● **Task prompt**
Could you copy each line of the entries that contains "header"?

[[ Data to examine open ]]

PR #5279, opened 2023-09-20
Update java 8 to 11 for payment-api

LAKSHMIRPILLAI:

Update Payment API  to JAVA 11 
Along with that updating the below dependencies
1) support-payment-api: Update mockito-core to 5.3.1 from 4.11.0
2) support-payment-api: Update scaffeine dependency to 5.2.0 from 4.1.0

[**Trello Card**](https://trello.com/c/Lj7Wu48p/1322-update-java-version-in-support-payment-api-from-8-to-11)

## Why are you doing this?

Have updated the github action for the CI, as well as which amigo recipe is used by riff raff. There’s also a debian package specified in the build.sbt: I’m not sure what this is used for, as I would’ve expected the JRE to be provided by amigo.

### DIFF
--- a/.github/workflows/payment-api-build.yml
+++ b/.github/workflows/payment-api-build.yml
@@ -50,11 +50,11 @@ jobs:
           role-to-assume: ${{ secrets.GU_RIFF_RAFF_ROLE_ARN }}
           aws-region: eu-west-1
 
-      - name: Setup Java 8
+      - name: Setup Java 11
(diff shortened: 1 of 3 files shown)


undergroundquizscene (approved):

LAKSHMIRPILLAI:
I deployed changes to support-frontend and payment api CODE and they went in without issues.Also tried to raise one single contribution and  one  recurring contribution and both were successful

PR #5282, opened 2023-09-21
Send acquisition events to BigQuery via the event bus

rupertbates:
Following on from #4923 which created a new acquisition event bus, sqs queue and lambda to handle writing acquisition data to BigQuery, this PR update the support-workers `SendAcquisitionEvent` class to also use the event bus rather than writing to BigQuery directly.

The next step will be to do the same for the payment-api and then to trigger writes to the Kinesis stream from the event bus.

I have left a number of TODOs in the code, these will be removed in the upcoming PRs

### DIFF
--- a/support-modules/acquisition-events/src/main/scala/com/gu/support/acquisitions/eventbridge/AcquisitionsEventBusService.scala
+++ b/support-modules/acquisition-events/src/main/scala/com/gu/support/acquisitions/eventbridge/AcquisitionsEventBusService.scala
@@ -56,22 +56,12 @@ class AcquisitionsEventBusService(source: String, stage: Stage, client: AmazonEv
 }
 
 object AcquisitionsEventBusService {
-//  lazy val CredentialsProvider = AwsCredentialsProviderChain.builder
-//    .credentialsProviders(
-//      ProfileCredentialsProvider.builder.profileName(ProfileName).build,
-//      InstanceProfileCredentialsProvider.builder.asyncCredentialUpdateEnabled(false).build,
-//      EnvironmentVariableCredentialsProvider.create(),
-//    )
-//    .build
 
   lazy val eventBridgeClient = AmazonEventBridgeClient
     .builder()
     .withRegion(Regions.EU_WEST_1)
     .withCredentials(CredentialsProvider)
     .build
-//    .region(Region.EU_WEST_1)
-//    .credentialsProvider(CredentialsProvider)
-//    .build
 
   /** @param source
     *   \- A string which is passed to the source value of Eventbridge to identify the system that this event comes from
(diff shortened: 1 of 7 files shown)


support-modules/acquisition-events/src/main/scala/com/gu/support/acquisitions/eventbridge/AcquisitionsEventBusService.scala
```diff
@@ -0,0 +1,86 @@
...
+        val errorMessage = s"There was an exception writing ${acquisitionJson.spaces2} to Eventbridge: ${e.getMessage}"
+        SafeLogger.error(scrub"$errorMessage", e)
+        promise.success(Left(errorMessage))
+    }
+    promise.future
+  }
+}
+
+object AcquisitionsEventBusService {
+//  lazy val CredentialsProvider = AwsCredentialsProviderChain.builder
```
tomrf1, line 59: can this be removed?

rupertbates: Yes it can, done now!

tomrf1 (approved):
looks good!

support-modules/acquisition-events/src/main/scala/com/gu/support/acquisitions/eventbridge/AcquisitionsEventBusService.scala
```diff
@@ -0,0 +1,76 @@
...
+    entry.setEventBusName(eventBusName)
+    entry.setSource(source)
+    entry.setDetailType(detailType)
+    entry.setDetail(acquisitionJson.noSpaces)
+    entry.setTime(Date.from(Instant.now))
+
+    val putEventsRequest = new PutEventsRequest
+    putEventsRequest.setEntries(List(entry).asJava)
+
+    val promise = Promise[Either[String, Unit]]
```
johnduffell, line 36: promis is a type?  I'm not sure how to read this code - is the try on the next line a parameter to the Promise.apply?

support-modules/acquisition-events/src/main/scala/com/gu/support/acquisitions/eventbridge/AcquisitionsEventBusService.scala
```diff
@@ -0,0 +1,76 @@
...
+
+import java.time.Instant
+import java.util.Date
+import scala.concurrent.Promise
+import scala.jdk.CollectionConverters.SeqHasAsJava
+
+class AcquisitionsEventBusService(source: String, stage: Stage, client: AmazonEventBridge) {
+  val eventBusName = s"acquisitions-bus-${stage.toString}"
+  val detailType = "AcquisitionsEvent"
+  def putAcquisitionEvent(acquisition: AcquisitionDataRow) = {
```
johnduffell, line 23: is that return type a future?
```
def putAcquisitionEvent(acquisition: AcquisitionDataRow): Future[Either[String,Unit]] = {
```

PR #5287, opened 2023-09-22
Payment-api event bus

rupertbates:

## Is this an AB test?
- [ ] Yes
- [ ] No


support-payment-api/src/main/scala/backend/AmazonPayBackend.scala
```diff
@@ -268,14 +268,11 @@ object AmazonPayBackend {
...
-        .map(config =>
-          BigQueryService.build(
-            if (env == Live) PROD else CODE,
-            config,
-          ),
-        ): InitializationResult[BigQueryService],
+      // I think this initialisation code is correct because at this point the env variable has been set
+      // correctly to live or test based on whether the environment is PROD or CODE and whether the user is
+      // a test user. The AcquisitionEventBusService class has some logic within it to deal with test users,
+      // but that is not needed in this case so we just pass in `isTestUser = false`
```
tomrf1, line 274: This makes sense, but maybe it would be less confusing to add an alternative constructor?
`def apply(source: String, stage: Stage)`

rupertbates: Yes, I think you're right

tomrf1 (approved):
great!

PR #5293, opened 2023-09-26
Update version of CDK

undergroundquizscene:
We think the version mismatch may be the cause of a current
outage (issue with S3 not accepting our signatures) in the supporter
product data step function: updating this to see if it fixes the
problem.

-------

## Is this an AB test?
- [ ] Yes
- [ ] No

## Screenshots


undergroundquizscene:
Closing this as it was not the cause of the error

PR #5294, opened 2023-09-26
fix: Only pass content length to S3 if positive

undergroundquizscene:
This should fix errors writing the zuora batch request results to S3 when Zuora doesn’t include a Content-Length header in its response.


undergroundquizscene:
For anyone finding this PR in the future: Zuora [stopped including a Content-Length header in compressed responses last November](https://github.com/guardian/support-frontend/pull/4470), and recently stopped including the header on uncompressed responses as well, hence this fix. The underlying HTTP library returns a -1 when the content-length is unknown, which we were passing on to S3 when uploading a file, resulting in a misleading error about checking our access key.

[[ Data to examine closed ]]

● **Response to the task**
This should fix errors writing the zuora batch request results to S3 when Zuora doesn’t include a Content-Length header in its response.
For anyone finding this PR in the future: Zuora [stopped including a Content-Length header in compressed responses last November](https://github.com/guardian/support-frontend/pull/4470), and recently stopped including the header on uncompressed responses as well, hence this fix. The underlying HTTP library returns a -1 when the content-length is unknown, which we were passing on to S3 when uploading a file, resulting in a misleading error about checking our access key.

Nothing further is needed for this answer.